Assigned task: For the word "path", return each line of the data in which it occurs.

** Opening Supplied entries block **

PR #3854, opened 2022-04-27
Fixes to ZST format doc

philrz:
From a proofreading pass.

I'm including comments in a couple places where I want to make extra sure that my clarifications to the wording didn't affect the correctness of the message.

### DIFF
--- a/docs/formats/zst.md
+++ b/docs/formats/zst.md
@@ -257,7 +257,7 @@ when there are null values (as described below).
 
 If there are no null values, then the `presence` field contains an empty `<segmap>`.
 If all of the values are null, then the `column` field is null (and the `presence`
-both contain empty `<segmap>s`).  For empty `<segmap>s`, there is no
+contains an empty `<segmap>`).  For an empty `<segmap>`, there is no
 corresponding data stored in the data section.  Since a `<segmap>` is a Zed
 array, an empty `<segmap>` is simply the empty array value `[]`.
 
--- a/docs/formats/zst.md
+++ b/docs/formats/zst.md
@@ -134,8 +134,8 @@ from column streams, i.e., to map columns back to composite values.
 >
 > Also, the reassembly section is in general vastly smaller than the data section
 > so the goal here isn't to express information in cute and obscure compact forms
-> but rather to represent data in easy-to-digest, programmer-friendly forms that
-> leverage ZNG.
+> but rather to represent data in an easy-to-digest, programmer-friendly form that
+> leverages ZNG.
 
 The reassembly section is a ZNG stream.  Unlike Parquet,
 which uses an externally described schema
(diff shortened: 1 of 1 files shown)


docs/formats/zst.md
```diff
@@ -213,7 +213,7 @@ In other words, the reassembly record of the super column
 combined with the N reassembly records collectively define the original sequence
 of Zed data values in the original order.
 Taken in pieces, the reassembly records allow efficient access to sub-ranges of the
-rows, to subset of columns of the rows, to sub-ranges of columns of the rows, and so forth.
+rows, to subsets of columns of the rows, to sub-ranges of columns of the rows, and so forth.
```
philrz, line 216: Maybe this could also be "...to a subset of columns..." but based on everything else in this paragraph, I assumed plural was the intent.

docs/formats/zst.md
```diff
@@ -270,11 +270,21 @@ An `<array_column>` has the form:
...
+#### Map Column
+
+A `<map_column>` has the form:
+```
+{key:<any_column>,value:<any_column>}
+```
+where
+* `key` encodes the column of map keys, and
+* `value` encodes the column of map values.
+
```
philrz, line 287: I moved this section above the one for "union" because @nwt conditioned me to make Zed-related complex type docs to follow the order in [https://github.com/brimdata/zed/blob/main/type.go](https://github.com/brimdata/zed/blob/main/type.go).

docs/formats/zst.md
```diff
@@ -365,7 +365,7 @@ column values from.
 The top-level reassembly fetches column values as a `<record_column>`.
 
 For any `<record_column>`, a value from each field is read from each field's column,
-accounting for the presence column indicating nil,
+accounting for the presence column indicating null,
```
philrz, line 368: The word `nil` never appears anywhere else in this doc and `null` is referenced several times when speaking about the role of the presence column, so I assume that's what's intended here.

docs/formats/zst.md
```diff
@@ -251,13 +251,13 @@ where
...
-run-length encoding the locations of column values in their respective rows,
+* the `presence` columns are `int32` ZNG column streams comprised of a
+run-length encoding of the locations of column values in their respective rows,
 when there are null values (as described below).
 
 If there are no null values, then the `presence` field contains an empty `<segmap>`.
-If all of the values are null, then then `column` field is null (and the `presence`
-both contain empty `<segmap>'s`).  For empty `<segmap>'s`, there is no
+If all of the values are null, then the `column` field is null (and the `presence`
+both contain empty `<segmap>s`).  For empty `<segmap>s`, there is no
```
nwt, line 260:
```suggestion
contains an empty `<segmap>`).  For an empty `<segmap>`, there is no
```

docs/formats/zst.md
```diff
@@ -270,11 +270,21 @@ An `<array_column>` has the form:
...
 The `<array_column>` structure is used for both Zed arrays and sets.
 
+#### Map Column
+
+A `<map_column>` has the form:
+```
+{key:<any_column>,value:<any_column>}
+```
+where
+* `key` encodes the column of map keys, and
```
nwt, line 285: Nit: The original text contains a serial comma, but since there are only two list items, I'd lose it.
```suggestion
* `key` encodes the column of map keys and
```

nwt (approved):

PR #3858, opened 2022-04-28
add assert operator

### LINKED ISSUE #3853: Feature idea: assert keyword
I came across Zed and really like it. It'd be a great tool for validating data, but for this it'd be nice if it has an "assert" operator defined as

```
switch(
  case not CONDITION => yield error( "assertion error: CONDITION not met for ..." ) 
  default => yield this
)
```

In such a case, it would be possible to write data assertion pipes like

```
assert Age > 0 |
assert Age < 120 |
assert Height > 0 |
...
```

In case any assertion is not met it throws an error like

```
error("Assertion error: Age > 0 not met for ...")
```

nwt:
"assert EXPR" yields the input value if the Boolean expression EXPR
evaluates to true or a structured error if it does not.  The error
structure follows that used in zed.Context.WrapError.

Closes #3853.

### DIFF
--- a/compiler/parser/parser.es.js
+++ b/compiler/parser/parser.es.js
@@ -324,10 +324,48 @@ function peg$parse(input, options) {
             }
             return result
           },
-      peg$c114 = "sort",
-      peg$c115 = peg$literalExpectation("sort", false),
-      peg$c116 = function(args, l) { return l },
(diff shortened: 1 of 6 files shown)


mccanne (approved):
Nice work!

PR #3861, opened 2022-04-29
change zed.Value parameters to pointers in zson

nwt:
At five words, a zed.Value isn't tiny, so avoid unnecessary copies.

Depends on #3860.

### DIFF
--- a/api/client/connection.go
+++ b/api/client/connection.go
@@ -136,7 +136,7 @@ func (c *Connection) doAndUnmarshal(req *Request, v interface{}, templates ...in
 	}
 	m := zson.NewZNGUnmarshaler()
 	m.Bind(templates...)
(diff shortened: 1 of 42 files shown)


mattnibs (commented):
Considering the zson package is in the slow path, I question the perf savings here. Is the objective to have zed.Value pointers in method calls by default and deviating where it makes sense?

nwt:
> Considering the zson package is in the slow path, I question the perf savings here. Is the objective to have zed.Value pointers in method calls by default and deviating where it makes sense?

You're mostly right about the questionable performance savings here. I suppose my real goal here is a consistent call-by-reference pattern for zed.Value parameters.

mattnibs (approved):

PR #3866, opened 2022-05-01
Fix incorrect collect vs union usage

iloveitaly:


nwt:
Thank you, @iloveitaly!

nwt (approved):

PR #3867, opened 2022-05-01
Add static array containment example

iloveitaly:


nwt (approved):

docs/language/overview.md
```diff
@@ -847,6 +847,15 @@ produces
 {a:[1,2]}
 {d:{e:1}}
 ```
+You can also use this operator with a static array:
+```mdtest-command
+echo '{accounts:[{id:1},{id:2},{id:3}]}' | zq -z 'over accounts | where id in [1,2]' -
```
nwt, line 852: @iloveitaly: Maybe simplify this a little?
```suggestion
echo '{id:1} {id:2} {id:3}' | zq -z 'where id in [1,2]' -
```

iloveitaly: @nwt I actually like my example better: it demonstrates how to extract data from a JSON blob using `zq`. I wish there were more examples like this in the docs.

Happy to use yours if you'd like, just want to give the feedback that more JSON-based examples would be helpful for newcomers.

PR #3870, opened 2022-05-02
service: Improve accept header handling

### LINKED ISSUE #3859: API query fails with list of Accept values
Repro is with Zed commit 8ae1a73e.

I'm trying to query the Zed API through a client that adds its own HTTP Accept header. I'm starting from the following successful query that's the same example one shown at https://zed.brimdata.io/docs/lake/api/#query but with the `Accept` header changed to `application/json` which is what the client ultimately needs.

Request;
```
curl -X POST \
     -H 'Content-Type: application/json' \
     -H 'Accept: application/json' \
     http://localhost:9867/query -d '{"query":"from inventory@main | count() by warehouse"}'
```

Response:
```
[{"warehouse":"miami","count":1},{"warehouse":"chicago","count":2}]
```

However, if I change the `Accept` header to the same list that's generated by my client, now it fails:

Request:
```
curl -X POST \
     -H 'Content-Type: application/json' \
     -H 'Accept: application/json, text/plain, */*' \
     http://localhost:9867/query -d '{"query":"from inventory@main | count() by warehouse"}'
```

Response:
```
{"type":"Error","kind":"invalid operation","error":"mime: unexpected content after media subtype"}
```

I was hoping it would have just recognized `application/json` as the first in the list and used that.

mattnibs:
Import handling of accept headers so that HTTP Accept headers with multiple
types are handled without error. This pr also improves and centralizes
how the derived format type from the selected Accept mime type is used
in constructing the response.

Closes #3859

### DIFF
--- a/api/mime.go
+++ b/api/mime.go
@@ -69,6 +69,6 @@ func FormatToMediaType(format string) string {
 	case "zson":
 		return MediaTypeZSON
 	default:
-		return ""
+		panic(fmt.Sprintf("unknown format type: %s", format))
 	}
 }
--- a/api/mime.go
+++ b/api/mime.go
@@ -53,3 +53,22 @@ func MediaTypeToFormat(s string, dflt string) (string, error) {
 	}
 	return "", &ErrUnsupportedMimeType{typ}
 }
+
+func FormatToMediaType(format string) string {
+	switch format {
+	case "csv":
+		return MediaTypeCSV
+	case "json":
+		return MediaTypeJSON
+	case "ndjson":
+		return MediaTypeNDJSON
+	case "zjson":
+		return MediaTypeZJSON
+	case "zng":
+		return MediaTypeZNG
+	case "zson":
+		return MediaTypeZSON
+	default:
+		return ""
+	}
+}
--- a/service/request.go
+++ b/service/request.go
@@ -49,7 +49,7 @@ func newRequest(w http.ResponseWriter, r *http.Request, logger *zap.Logger, defa
 	if len(ss) == 0 {
 		ss = []string{""}
 	}
-	for _, mime := range strings.Split(r.Header.Get("Accept"), ",") {
+	for _, mime := range ss {
 		format, err := api.MediaTypeToFormat(mime, defaultFormat)
 		if err != nil {
 			continue
--- a/service/request.go
+++ b/service/request.go
@@ -32,7 +32,7 @@ type Request struct {
 	Logger *zap.Logger
 }
 
-func newRequest(w http.ResponseWriter, r *http.Request, logger *zap.Logger, defaultFormat string) (*ResponseWriter, *Request, bool) {
+func newRequest(w http.ResponseWriter, r *http.Request, logger *zap.Logger) (*ResponseWriter, *Request, bool) {
 	logger = logger.With(zap.String("request_id", api.RequestIDFromContext(r.Context())))
 	req := &Request{
 		Request: r,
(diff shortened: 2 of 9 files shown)


philrz:
I just cherry-picked the commit from this branch into my Grafana test environment and indeed it got past the problem that was blocking me, so, 👍  from me!

service/ztests/accept-header.yaml
```diff
@@ -0,0 +1,22 @@
+script: |
+  source service.sh
+  zed create -q test
+  echo '{ts:0}' | zed load -use test -q -
+  for accept in "text/plain, application/json" "application/xml, text/css"; do
+    echo === $accept ===
```
nwt, line 6: If you use `//`, the output will be valid ZSON, so `runParquetBoomerangs` and `runZSONBoomerangs` in `zed_test.go` will be able to understand it.
```suggestion
    echo // $accept
```

service/ztests/accept-header.yaml
```diff
@@ -0,0 +1,22 @@
...
+    curl -X POST \
+      -H "Accept: $accept" \
+      -d '{"query":"from test@main"}' \
+      $ZED_LAKE/query
```
nwt, line 10: `curl -d` implies `-X POST`.
```suggestion
    curl -H "Accept: $accept" -d '{"query":"from test@main"}' $ZED_LAKE/query
```

service/request.go
```diff
@@ -44,12 +45,20 @@ func newRequest(w http.ResponseWriter, r *http.Request, logger *zap.Logger) (*Re
...
-	return res, req
+	for _, mime := range strings.Split(r.Header.Get("Accept"), ",") {
+		format, err := api.MediaTypeToFormat(mime, defaultFormat)
+		if err != nil {
+			continue
+		}
+		res.Format = format
+		return res, req, true
+	}
+	res.Error(srverr.ErrInvalid("could not find supported mime type in ACCEPT header"))
```
nwt, line 60:
```suggestion
	res.Error(srverr.ErrInvalid("could not find supported MIME type in Accept header"))
```

api/mime.go
```diff
@@ -53,3 +53,22 @@ func MediaTypeToFormat(s string, dflt string) (string, error) {
...
+	case "ndjson":
+		return MediaTypeNDJSON
+	case "zjson":
+		return MediaTypeZJSON
+	case "zng":
+		return MediaTypeZNG
+	case "zson":
+		return MediaTypeZSON
+	default:
+		return ""
```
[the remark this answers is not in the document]
mattnibs: Agreed, let's go with panic since this should never happen.

service/request.go
```diff
@@ -44,12 +45,20 @@ func newRequest(w http.ResponseWriter, r *http.Request, logger *zap.Logger) (*Re
 		Logger:         logger,
 		marshaler:      m,
 	}
-	accept := r.Header.Get("Accept")
-	if accept == "" || accept == "*/*" {
-		accept = "application/json"
+	ss := strings.Split(r.Header.Get("Accept"), ",")
+	if len(ss) == 0 {
+		ss = []string{""}
 	}
```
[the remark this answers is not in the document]
mattnibs: doh

service/ztests/accept-header.yaml
mattnibs: The more you know

service/request.go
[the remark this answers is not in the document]
mattnibs: This is there to handle the empty Accept header case and to set an appropriate default. Will fix.

nwt (approved):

** Closing Supplied entries block **

Solution for this task:
Considering the zson package is in the slow path, I question the perf savings here. Is the objective to have zed.Value pointers in method calls by default and deviating where it makes sense?
> Considering the zson package is in the slow path, I question the perf savings here. Is the objective to have zed.Value pointers in method calls by default and deviating where it makes sense?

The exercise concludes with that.